En estos días estamos asistiendo a una inequívoca escalada en el activismo ultraderechista, que se…
Por Rafael Simancas
En estos días estamos asistiendo a una inequívoca escalada en el activismo ultraderechista, que se manifiesta tanto en las instituciones democráticas como en la propia sociedad española.
El propósito evidente de este crescendo extremista es el de manifestar un falso deterioro del régimen democrático, así como una quiebra de la convivencia cívica en las calles, a fin de justificar sus “soluciones” autoritarias.
La historia nos muestra estrategias semejantes en la España y en la Europa de los años treinta en el terrible siglo XX. Aquellas triunfaron. Estas no lo van a lograr.

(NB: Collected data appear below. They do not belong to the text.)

PR #2504, opened 2023-11-24
Add support for custom logging by providing a Logback file as a CLI parameter for the standalone jar

LukeKynaston:
This change only impacts the standalone jar, and allows users to specify a `logback-config-file` CLI parameter to support custom logging.

i.e. `java -jar /path/wiremock-jre8-standalone-2.35.1-all.jar --logback-config-file=/path2/logback.xml`

Without this parameter, Logback is still used via the `Slf4jNotifier`, but the logging format is the same as it was before this change.

## References

- https://github.com/wiremock/wiremock/pull/1109
- Specifically this comment from @tomakehurst, was the desired outcome for this change: https://github.com/wiremock/wiremock/pull/1109#issuecomment-500991876 .

## Submitter checklist

### DIFF
--- a/build.gradle
+++ b/build.gradle
@@ -71,7 +71,7 @@ dependencies {
   api "org.ow2.asm:asm:9.4"
 
   implementation "org.slf4j:slf4j-api:1.7.36"
-  standaloneOnly "org.slf4j:slf4j-nop:1.7.36"
+  standaloneOnly "ch.qos.logback:logback-classic:1.2.12"
 
   api "net.sf.jopt-simple:jopt-simple:5.0.4"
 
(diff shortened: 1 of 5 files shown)


tomakehurst:
This isn't the design I want to go for here i.e. one that exposes a concrete dependency on a specific logging library.

Now that we've added sub-events I want to make this core to the logging strategy - significant info gets added a sub-events, then we log each event + children on each request and provide some startup options for whether the log is JSON, plain, HTTP line etc. and the level of detail.

More than happy to discuss if you'd like to work on this?

leeturner:
We now have a clearer idea of what we are moving towards with regards to logging.  There are some notes here - https://github.com/wiremock/wiremock/issues/1471#issuecomment-1907783172

As Tom mentioned, we are more than happy to support if you would like to work on this 👍

PR #2536, opened 2023-12-15
Adding build function for all kind of UrlPattern in RequestPatternBuilder

AlEmerich:
In order to be able to customize `url` with every kind of `UrlPattern` from a `RequestPattern` using the `like` function, it would be useful if `RequestPatternBuilder` allows to do so.

I added test only for `urlPath` because I did not judge that it was necessary for other (since it wil be exactly the same and lead to a lot of duplicated code, but feel free to tell me otherwise.

## References

- Related issue: https://github.com/wiremock/wiremock/issues/2531

## Submitter checklist

### DIFF
--- a/src/main/java/com/github/tomakehurst/wiremock/matching/RequestPatternBuilder.java
+++ b/src/main/java/com/github/tomakehurst/wiremock/matching/RequestPatternBuilder.java
@@ -152,6 +152,26 @@ public class RequestPatternBuilder {
     return this;
   }
 
+  public RequestPatternBuilder withUrlPath(String url) {
+    this.url = WireMock.urlPathEqualTo(url);
+    return this;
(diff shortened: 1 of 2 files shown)


tomakehurst:
I think it might be more consistent to add a single `withUrl` overload that that takes a `UrlPattern` parameter, since this is how the main DSL works.

AlEmerich:
@tomakehurst Agree, should we still keep the `withUrl(String)` overload to ensure backward compatibility ?

AlEmerich:
@tomakehurst Hello :wave: I don't get why the build are failing, it seems to come from `spotless` but when I run `spotlessApply` locally, nothing changed, meaning that everything seems to be well formated.
Do you know what I need to do ?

Desde el comienzo de la presente legislatura, la extrema derecha española se negó a aceptar el resultado de las elecciones democráticas. Tachó al gobierno de ilegítimo y criminal, justificando así las acciones destinadas a tumbarlo.
Quizás frustrados por el estancamiento en las encuestas, tras la vuelta del verano han intensificado sus provocaciones antidemocráticas.

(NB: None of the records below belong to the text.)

PR #2551, opened 2023-12-31
Fix json-body not escaping special characters

G-Basak:
This pull request fixes json-body not escaping special characters.

When Response-Body object is constructed from JSON file, it is stored as byte-array (plain text). So, the escape sequences are never replaced with their correct representation. They remain as is.
This creates problem when the JSON has special meaning after escaping. Such as the issue reported in : https://github.com/wiremock/wiremock/issues/2547

## References

- `JsonNode` of Jackson offers a method `asText()` which return the actual value of `ValueNode`. This will return a escaped string for a `TextNode`
- [Javadoc for `JsonNode#asText()`](https://javadoc.io/doc/com.fasterxml.jackson.core/jackson-databind/2.10.0/com/fasterxml/jackson/databind/JsonNode.html#asText--)
- [Difference Between asText() and toString() in JsonNode](https://www.baeldung.com/java-jsonnode-astext-vs-tostring#special-characters)
- New member variable added to `Body` which stores the parsed JSON-nodes. This helps to avoid converting between escaped and non-escaped string many times.
- The constructors of `Body` are modified to store the escaped JSON string when necessary.
- Another Pull Requests(https://github.com/wiremock/wiremock/pull/2559) adds a few tests which is used in this PR to prove that the behavior is not changing for non-JSON body.

## Submitter checklist

### DIFF
--- a/src/test/java/com/github/tomakehurst/wiremock/http/BodyTest.java
+++ b/src/test/java/com/github/tomakehurst/wiremock/http/BodyTest.java
@@ -166,8 +166,7 @@ class BodyTest {
             + "    \"newline : \\n padding\",\n"
             + "    \"carriage return : \\r padding\",\n"
             + "    \"horizontal tab: \\t padding\",\n"
-            + "    \"hex digit: \\u12ab"
-            + " padding\"\n"
+            + "    \"hex digit: \\u12ab padding\"\n"
             + "  ]\n"
             + "}\n";
     byte[] jsonBytes = bytesFromString(jsonString);
--- a/src/test/java/com/github/tomakehurst/wiremock/http/BodyTest.java
+++ b/src/test/java/com/github/tomakehurst/wiremock/http/BodyTest.java
@@ -1,5 +1,5 @@
 /*
- * Copyright (C) 2015-2023 Thomas Akehurst
+ * Copyright (C) 2015-2024 Thomas Akehurst
  *
  * Licensed under the Apache License, Version 2.0 (the "License");
  * you may not use this file except in compliance with the License.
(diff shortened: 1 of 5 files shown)


src/test/java/com/github/tomakehurst/wiremock/stubbing/JsonTest.java
```diff
@@ -110,6 +113,131 @@ public void counts1ForEmptyObject() {
...
+            .replace("\\n", "\n")
+            .replace("\\r", "\r")
+            .replace("\\t", "\t")
+            .replaceAll("\\\\u12ab", "\u12ab")
+            .getBytes(StandardCharsets.UTF_8);
+    assertThat(result, is(jsonCompressedAndEscaped));
+  }
+
+  @Test
+  public void test2() {
```
leeturner, line 236: Super small minor thing but I was wondering if we could add a more targetted name for this test?

G-Basak: This test is not really needed. I had it for my local testing. 😅

src/test/java/com/github/tomakehurst/wiremock/http/BodyTest.java
```diff
@@ -86,4 +211,12 @@ void hashCorrectly() {
 
     assertEquals(body.hashCode(), body2.hashCode());
   }
+
+  private String base64EncodeToString(String string) {
+    return new String(base64Encode(string), StandardCharsets.UTF_8);
+  }
+
+  private byte[] base64Encode(String string) {
+    return Base64.getEncoder().encode(string.getBytes(StandardCharsets.UTF_8));
```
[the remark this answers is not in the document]
G-Basak: Reused existing encoding functions.

G-Basak:
> I was also thinking it might be nice to add a few examples with this kind of escaping to the website here - https://github.com/wiremock/wiremock.org

@leeturner thank you for the suggestion.
Actually I am not really adding anything new. These escape sequence are part of standard JSON syntax.

But if you still think that documentation is needed, let me know where in the doc I should add.

leeturner:
Thank you for the updates.  We just need Tom to cast his eyes over it and then we can take it from there

leeturner (approved):
Looks great.  Really appreciate your contribution

aivus:
Just for the history. The changes were reverted to fix https://github.com/wiremock/wiremock/issues/2609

Han insultado en la mismísima sede de la soberanía popular a la diputada socialista Laura Berja cuando defendía en tribuna los derechos de las mujeres españolas. Seguidamente, la dirección ultra desafió la autoridad democrática en el Congreso negándose a cumplir sus medidas disciplinarias, con ostentación pública además.
El líder ultra Abascal ha dado un paso significativo en sus bravuconadas. Ya no amenaza con cárcel a sus adversarios. Ahora reclama “bofetadas” para los políticos que no son de su cuerda, y “patadas” para quienes contravienen la ley ocupando viviendas.

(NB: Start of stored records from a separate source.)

PR #381, opened 2018-02-17
5-pin SAW filter 1.4x1.1mm

calebns:
I couldn't find a place where to put the footprint, so I propose to create a new "Filter" library. Please let me know if that's OK or if I should move it somewhere else.

1.4x1.1mm:
https://www.mouser.com/ds/2/40/AVX_140127%20Connectivity-1158389.pdf
image

1.1x0.9mm:
https://www.mouser.com/ds/2/842/B8813-1092540.pdf

image

------------


jkriege2:
Hi!

thanks for the contribution. I found a few issues with these footprints:
1. Could you please add a pin1-marker to F.Fab (see screenshot below
1. Maybe use a pin1-marker on F.SilkS which is a bit closer to other components (we often use double-stroke corners) in the lib, e.g.:
2018-02-17 16_14_42-footprint editor no active library
1. About the naming I'm not sure ... these are not standardized, but they seem to be used by more than one manuacturer ... @evanshultz @poeschlr Do you have proposals for the naming? Maybe `Filter_1411-5_1.4x1.1mm` and `Filter_1109-5_1.1x0.9mm`??? That does cover the pad-count, but not the layout ... Using a manufacturer MPN does not work either, because the packages are used by multiple manufacturers and for different types of filters ...

calebns:
Is it OK now?

image

jkriege2:
looks goot, but please replace the minus `-` before the package size `1.4x1.1mm`/`1.1x0.9mm` by an underscore `_`

Thanks,
JAN

calebns:
Updated.

jkriege2:
Thanks!

JAN

PR #382, opened 2018-02-17
Remove 3D models from SMD HC49 crystals (inexistent)

diegoherranz:
Remove inexistent models.
Not found in https://github.com/KiCad/kicad-packages3D/tree/master/Crystal.3dshapes


jkriege2:
We require 3D model links in every footprint, even if the 3D model does not (yet) exist. This way we don't need to change the footprint, when someone provides the 3D model. (see http://kicad-pcb.org/libraries/klc/F9.3/).

SO I'm closing this!

JAN

diegoherranz:
Sorry for the noise. As soon as Travis failed, I saw that on the KLC.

Han pasado de no admitir a periodistas libres en sus ruedas de prensa a tratar de intimidarles con gritos y aspavientos en los pasillos del Parlamento. Denuncian que los periodistas hacen “preguntas ideológicas”, como si tal apellido respondiera a la comisión de algún tipo de delito.
“Fuera maricas de nuestras calles” y “Fuera sidosos de nuestros barrios” fueron algunas de las consignas que los ultras recitaron en las calles de Madrid, justamente en las calles y barrios donde los colectivos LGTBI suelen promover sus actividades a favor del respeto a la diversidad.
Mientras tanto, intensifican sus campañas contra los niños inmigrantes no acompañados, vinculándolos con carácter general y sin fundamento alguno con todos los males de la sociedad, desde la inseguridad al desempleo. Señalar hoy a los inmigrantes pobres como los culpables de los problemas sociales se asemeja mucho al señalamiento nazi hacia el pueblo judío.
Tras fomentar el negacionismo ignorante y cómplice respecto a la violencia de género y al cambio climático, ahora coquetean también con el negacionismo relativo a la efectividad de las vacunas. Y ya conocemos las consecuencias dramáticas que estos mensajes están ocasionando en otras sociedades.
Buscan el deterioro institucional y la quiebra de la convivencia, para lanzar su anzuelo autoritario en el caladero del miedo y la inseguridad.
En Alemania y en Francia, las derechas les denuncian y se niegan a pactar con ellos. Aquí, el PP les ofrece blanqueo e influencia.
Es un error. Ojalá solo tengan que pagarlo ellos.